Collège Weiler
2, rue Raymond Paumier 91230 MONTGERON. Tél : 01.60.48.77.65
Site de l'académie de Versailles

Accueil > Disciplines > ARTS PLASTIQUES > L’art est un défi ! > Réponse défi n°5

Réponse défi n°5

L’impressionnisme est un mouvement en peinture qui apparaît à Paris en 1877. Ce mouvement se répandra dans toute l’Europe ainsi qu’aux États-Unis et en Russie (même si Paris restera la ville où s’est concentré le plus grand nombres de peintres impressionnistes).

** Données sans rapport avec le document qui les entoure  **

PR #2162, opened 2025-11-05
fix: event decoding

### LINKED ISSUE #2150: fix: decode event values
**Describe the bug**
For a contract event, cargo contract is not properly decoding the value

**To Reproduce**
Use a contract with events, or I just have added a simple event in Flipper contract:
```rs
#[ink(event)]
    pub struct Test {
        value: bool,
    }
```
And emit it once calling the `flip` message:
```rs
#[ink(message)]
        pub fn flip(&mut self) {
            self.value = !self.value;
            Self::env().emit_event(Test {
                value: self.value,
            });
        }
```

The output from cargo-contract is:
```
Event Revive ➜ ContractEmitted
         contract: 0x5801b439a678d9d3a68b8019da6a4abfa507de11
         data: 0x040004882e8db2d778ca9655ea3223def2503a484e55d21aaec3485fef87b8fbadbf29
         topics: 0x040004882e8db2d778ca9655ea3223def2503a484e55d21aaec3485fef87b8fbadbf29
```

The data should be decoded into the event.

Daanvdplas:
Closes #2150

### DIFF
--- a/crates/extrinsics/src/events.rs
+++ b/crates/extrinsics/src/events.rs
@@ -193,6 +193,7 @@ impl DisplayEvents {
             };
 
             let event_data = &mut event.field_bytes();
+            tracing::debug!("event data: {:?}", hex::encode(&event_data));
             let mut unnamed_field_name = 0;
             for field_metadata in event_fields {
                 if let Some(ref ce) = contract_emitted {
--- a/CHANGELOG.md
+++ b/CHANGELOG.md
@@ -6,6 +6,9 @@ and this project adheres to [Semantic Versioning](https://semver.org/spec/v2.0.0
 
 [Unreleased]
 
+### Fixed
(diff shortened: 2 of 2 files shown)


crates/extrinsics/src/events.rs
```diff
@@ -181,25 +181,66 @@ impl DisplayEvents {
...
-            let event_sig_topic = event.topics().iter().next();
             let mut unnamed_field_name = 0;
             for field_metadata in event_fields {
-                if <ContractEmitted as StaticEvent>::is_event(
-                    event.pallet_name(),
-                    event.variant_name(),
-                ) && (field_metadata.name == Some("data".to_string())
-                    || field_metadata.name == Some("topics".to_string()))
-                {
-                    tracing::debug!("event data: {:?}", hex::encode(&event_data));
```
cmichi: Can you retain the
```
tracing::debug!("event data: {:?}", hex::encode(&event_data));
```
? Just put it right below `let event_data`.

Vous avez dit impressionnistes ? Mais quel drôle de nom !

Le nom étrange de ce mouvement vient à l’origine du jugement négatif d’un critique d’art ( les critiques d’art sont les journalistes qui écrivent des articles sur les œuvres et expositions d’art) qui visitait une exposition présentant des tableaux de Claude Monet (on a vu certains des ses tableau en 5e).
L’un des tableaux de Monet avait pour titre Impression, soleil levant.
Claude Monet, Impression soleil levant, 1872, peinture à l'huile, Musée d'Orsay, Paris.
Claude Monet, Impression soleil levant, 1872, peinture à l’huile, Musée d’Orsay, Paris. Voici la peinture qui est à l’origine de l’appelation du mouvement.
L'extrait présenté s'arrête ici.